[Collected data]
====

Issue #2592, opened 2020-10-13
Spearhead: Typography updates


kjellr:
There are a handful of areas of Spearhead where the font sizes don't match the intended ones from the comps: 

- [x] Menu: Font size should be 17px, is currently 16px. 

<img width="304" alt="Screen Shot 2020-10-13 at 9 29 08 AM" src="https://user-images.githubusercontent.com/1202812/95866990-9c809680-0d36-11eb-862d-cdbe1c997b3a.png">

---

- [x] Sticky post: Body font color should be white. 

<img width="871" alt="Screen Shot 2020-10-13 at 9 32 47 AM" src="https://user-images.githubusercontent.com/1202812/95867349-1022a380-0d37-11eb-8f82-162d0a533742.png">

---

- [x] Body line height should be 1.6.

<img width="824" alt="Screen Shot 2020-10-13 at 9 35 05 AM" src="https://user-images.githubusercontent.com/1202812/95867675-6a236900-0d37-11eb-8fb3-e599b4143271.png">

---

- [x] Single post date font size + color is too incorrect. Should be larger, white, and spaced out more. (This is a change from the comps, and will match the original theme design more closely). 

Current|Recommended
---|---
<img width="1266" alt="Screen Shot 2020-10-13 at 9 36 31 AM" src="https://user-images.githubusercontent.com/1202812/95868816-a99e8500-0d38-11eb-8d1f-616e4c11f286.png">|<img width="1266" alt="Screen Shot 2020-10-13 at 9 36 19 AM" src="https://user-images.githubusercontent.com/1202812/95868830-ac997580-0d38-11eb-85b7-28e56b44054b.png">

---

- [x] Site title in footer should be red with no underline. Imprint in footer should be set in Libre Baskerville.  

Before|After
---|---
<img width="398" alt="Screen Shot 2020-10-13 at 9 55 09 AM" src="https://user-images.githubusercontent.com/1202812/95870445-7e1c9a00-0d3a-11eb-8832-def7ba9b6778.png">|<img width="365" alt="Screen Shot 2020-10-13 at 9 56 49 AM" src="https://user-images.githubusercontent.com/1202812/95870452-807ef400-0d3a-11eb-9e56-165b4a142c0a.png">

PR #2602, opened 2020-10-14
Spearhead: refine typography styles

jffng:
This PR addresses #2592.


MaggieCabrera:
On the sticky post not all html elements are white. The `ul` tag and the heading are still gray (the inherit the color from the body)

Screenshot 2020-10-15 at 09 15 18

MaggieCabrera:
The navigation links font size is still 16px for me, not sure if I'm missing something:

Screenshot 2020-10-15 at 09 17 59

jffng:
Good catches, thanks @MaggieCabrera!

spearhead/variables.css
```diff
@@ -25,7 +25,7 @@
 	--global--content-width: 900px;
 	/* Line Height */
 	--global--line-height-base: 1;
-	--global--line-height-body: 1.7;
+	--global--line-height-body: 1.6;
```
kjellr, line 28: Sorry — I must've mistyped in the original issue. This should be `1.8`, not `1.6`.

kjellr (commented):
This looks good! Left one small comment above. Besides that, the only additional note I have is that we should increase the font size of the post date on single post pages to match `--global--font-size-base`: 


Current:
Screen Shot 2020-10-15 at 1 23 54 PM

Recommended: 
Screen Shot 2020-10-15 at 1 26 23 PM

(If at all possible, it would be great to change the date format so that the month isn't capitalized too — `Jun` instead of `JUN` — but that can happen separately.)

PR #2605, opened 2020-10-15
Spearhead block patterns for podcast links

### LINKED ISSUE #2556: Spearhead: Podcast links block
We have a block of links to the different sources for the podcast that we need to decide how we want to handle. It shows both on the home page and the Podcast category/archive page:

Home Page:

Screenshot 2020-10-06 at 16 36 54

Archive page:

Screenshot 2020-10-06 at 16 37 06

MaggieCabrera:

* Created two block patterns with the styles for the Podcast links

Screenshot 2020-10-15 at 13 07 51

#### Related issue(s):

Closes #2556


scruffian:
My concern with this approach is that if the user switches themes they would lose the custom CSS that makes this look nice.

What do you think about using a navigation block? The advantage of this approach is that we get all the block controls for free...

MaggieCabrera:
> My concern with this approach is that if the user switches themes they would lose the custom CSS that makes this look nice.
> 
> What do you think about using a navigation block? The advantage of this approach is that we get all the block controls for free...

Yeah, I considered that at first too. I thought that the navigation block would maybe be too much for this simple case (being all external links, not that that really matters a lot), and the css added by the theme wouldn't be that much that when swaped out it would look broken but the spacing would look off indeed. The navigation block certainly gives more control to the user on how it looks.

scruffian:
@MaggieCabrera this now uses the navigation block. What do you think?

@jffng I removed the CSS for the navigation block in Seedlet as they seemed to make the block unusable. Does this look OK to you?

spearhead/assets/sass/block-extends/_navigation.scss
```diff
@@ -0,0 +1,13 @@
+.wp-block-navigation {
+	.wp-block-navigation__container {
+		.wp-block-navigation-link {
+			margin: 0 calc( 0.5 * var(--global--spacing-unit) );
```
MaggieCabrera, line 4: I think this is a bit too much compared to what's on the original site (it goes into two lines)

scruffian:
@MaggieCabrera I added back the list pattern, and also made sure the editor styles match

MaggieCabrera:
LGTM! Again I can't review my own PR :D ⛵

jffng (commented):
> I removed the CSS for the navigation block in Seedlet as they seemed to make the block unusable. Does this look OK to you?

It would be good to keep Seedlet's nav block styles because they make it so the nav block matches the primary menu styling cc @kjellr. Is there a way we can approach this without removing them entirely? 

Master | This PR
------ | ------
Screen Shot 2020-10-15 at 2 29 31 PM | Screen Shot 2020-10-15 at 2 29 01 PM


Also we should address styling the nav block (e.g. the submenus) more thoroughly in a follow-up:

Screen Shot 2020-10-15 at 2 27 41 PM

kjellr:
> It would be good to keep Seedlet's nav block styles because they make it so the nav block matches the primary menu styling

That's right — removing it from Seedlet would also remove it from Seedlet blocks, which would be unfortunate.

scruffian:
Ok, I changed the approach here. I had to make a few tweaks to the way the Seedlet navigation block CSS works, but things are looking good in both Seedlet and Spearhead now. Ready for another review :)

MaggieCabrera:
This looks good to me, navigation seems ok for both themes and the block looks the way it should

PR #2608, opened 2020-10-15
Spearhead: Update dark mode colors

scruffian:
This updates the colors for Spearhead's dark mode to match those in https://github.com/Automattic/themes/issues/2538#issuecomment-708343956

Screenshot 2020-10-16 at 11 37 44


jffng (commented):
This works from a code perspective.

From a design perspective, these colors feel washed out / faded, especially when there's a sticky post and the lighter grey background dominates above the fold:

Before | After
------ | ------
Screen Shot 2020-10-15 at 12 04 27 PM | Screen Shot 2020-10-15 at 12 02 55 PM

I don't mind it though, especially since it actually passes accessibility. But it does feel a departure from the original palette.

kjellr:
This generally works well, but what I'm seeing on the homepage is flipped compared to the screenshots in https://github.com/Automattic/themes/issues/2538#issuecomment-708343956:  

It should use the darker color for the top sticky post, and the lighter one for the rest of the page. (Mirroring the behavior on [spearhead.co](https://spearhead.co)). 

Using the darker color for all other page backgrounds is working right here. 👍

scruffian:
Sorry my understanding from [this](https://github.com/Automattic/themes/issues/2538#issuecomment-708343956) was that we were going to switch it round to keep the code simple.

kjellr:
Ah sorry about that. I meant that we should mimic what the original theme does.

scruffian:
@kjellr I've switch those colors around now, if you wouldn't mind giving me another review. Thanks!

MaggieCabrera (approved):
LGTM!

====

▶ _THE PROBLEM_
State the number of lines above that hold the word "another", and say nothing else.

▶ _EXERCISE OUTPUT_
2